Exercise description. Report the number of lines in the data below where the string "fusion" shows up, and only that number.

*** Records to use Section Begins ***

PR #3784, opened 2026-01-30
[X86] Update smooth quant fusion pattern

cyxlily:
The SmoothQuant implementation has changed in Torchao recently, so we need to update the fusion patterns in FX graph passes of Inductor accordingly.
Besides, we added a `reduce_range` argument in `Int8Tensor` to accommodate CPUs without AVX512_VNNI to avoid overflow.
Unit tests are updated too.


torchao/quantization/pt2e/inductor_passes/x86.py
```diff
@@ -1772,65 +1778,102 @@ def _register_smooth_quant_int_mm_pattern():
...
     # When torch.compile'ing with dynamic=True, the expand node and the two tailing reshape nodes exist
     # When torch.compile'ing with dynamic=False, they don't exist
-    def get_pattern_no_bias(expand_a_scale: bool, reshape_a: bool = True):
-        return CallFunction(
-            aten.mul.Tensor,
-            CallFunction(
+    def get_pattern_no_bias(
+        expand_a_scale: bool, reshape_a: bool = True, convert_a: bool = False
+    ):
+        if convert_a:
```
Xia-Weiwen: the patterns in `if` and `else` are much the same. Please extract the common part for reuse.

torchao/quantization/pt2e/inductor_passes/x86.py
```diff
@@ -1772,65 +1778,102 @@ def _register_smooth_quant_int_mm_pattern():
 
     # When torch.compile'ing with dynamic=True, the expand node and the two tailing reshape nodes exist
     # When torch.compile'ing with dynamic=False, they don't exist
-    def get_pattern_no_bias(expand_a_scale: bool, reshape_a: bool = True):
-        return CallFunction(
-            aten.mul.Tensor,
-            CallFunction(
+    def get_pattern_no_bias(
+        expand_a_scale: bool, reshape_a: bool = True, convert_a: bool = False
```
Xia-Weiwen: I remember you removed the expand op. Is expand_a_scale always false? If so, why not removing it?

torchao/quantization/pt2e/inductor_passes/x86.py
```diff
@@ -1772,65 +1778,102 @@ def _register_smooth_quant_int_mm_pattern():
...
-            ),
-            Arg(),
-        ),
-        KeywordArg("out_shape_with_bias"),
+    pattern_with_bias_1_c1 = CallFunction(
+        aten.add.Tensor,
+        pattern_no_bias_1_c1,
+        KeywordArg("bias"),
+    )
+    pattern_with_bias_1_c2 = CallFunction(
```
Xia-Weiwen: Please use meaningful names rather than `c1` and `c2`.

torchao/quantization/pt2e/inductor_passes/x86.py
```diff
@@ -1846,7 +1889,7 @@ def _with_outer_reshape(pattern):
     )
 
     def _validate_pattern(match: Match):
-        if len(match.nodes) not in [4, 5, 6, 7, 10]:
+        if len(match.nodes) not in [4, 5, 7, 9]:
```
Xia-Weiwen: Please add a comment here as copilot commented for better readablity.

torchao/quantization/pt2e/inductor_passes/x86.py
```diff
@@ -1890,10 +1931,13 @@ def _int_mm_weight_prepack(match: Match, *args, **kwargs):
...
             x = kwargs["a"]
             weight = kwargs["b"]
-            dtype = kwargs["dtype"]
+            x_scale_dtype = kwargs["x_scale_dtype"]
             x_scale = kwargs["x_scale"]
             w_scale = kwargs["w_scale"]
             x_shape = x.meta.get("tensor_meta").shape
+            dtype = kwargs.get("dtype")
+            if dtype is None:
+                dtype = x_scale_dtype
```
```suggestion
            dtype = kwargs.get("dtype", x_scale_dtype)
```

Xia-Weiwen (commented):
Thanks for the PR. Please also add a UT.

torchao/kernel/intmm.py
```diff
@@ -127,7 +127,8 @@ def int_scaled_matmul(
     assert M == scales1.size(0) or scales1.numel() == 1
     assert 1 == scales1.size(1)
     assert scales1.is_contiguous()
-    scales1 = scales1.expand((M, N))
+    if scales1.device.type != "cpu":
```
jerryzh168: why is this change needed?

cyxlily: Broadcasting is automatic during scale multiplication, so the expand operation is unnecessary and adds overhead.

jerryzh168: I see, is this true for CUDA as well?

also is this optimized away by torch.compile?

Xia-Weiwen: This change is removed (moved to another PR https://github.com/pytorch/ao/pull/4103)

torchao/quantization/pt2e/inductor_passes/x86.py
```diff
@@ -1825,43 +1828,46 @@ def _with_outer_reshape(pattern):
...
     def _validate_pattern(match: Match):
-        if len(match.nodes) not in [4, 5, 6, 7, 10]:
+        # Valid node counts correspond to different pattern variations:
+        # 4: pattern1_with_no_outer_or_act_reshape (int_mm + convert + mul + mul)
+        # 6: pattern_no_bias_1 (reshape + int_mm + convert + mul + mul + reshape)
+        # 7: pattern_with_bias_1 (pattern_no_bias_1 + add)
+        # 8: pattern_no_bias_1_with_output_convert (pattern_no_bias_1 with dot scaled + output convert)
+        # 9: pattern_with_bias_1_with_output_convert (pattern_with_bias_1 with dot scaled + output convert)
+        if len(match.nodes) not in [4, 6, 7, 8, 9]:
             return False
```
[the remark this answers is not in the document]
Xia-Weiwen: @cyxlily Please take a look.

torchao/quantization/pt2e/inductor_passes/x86.py
```diff
@@ -1787,36 +1787,39 @@ def _register_smooth_quant_int_mm_pattern():
 
     # When torch.compile'ing with dynamic=True, the expand node and the two tailing reshape nodes exist
     # When torch.compile'ing with dynamic=False, they don't exist
```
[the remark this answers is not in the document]
Xia-Weiwen: @cyxlily Please take a look.

torchao/quantization/pt2e/inductor_passes/x86.py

*** Records to use Section Ends ***

Task output. 2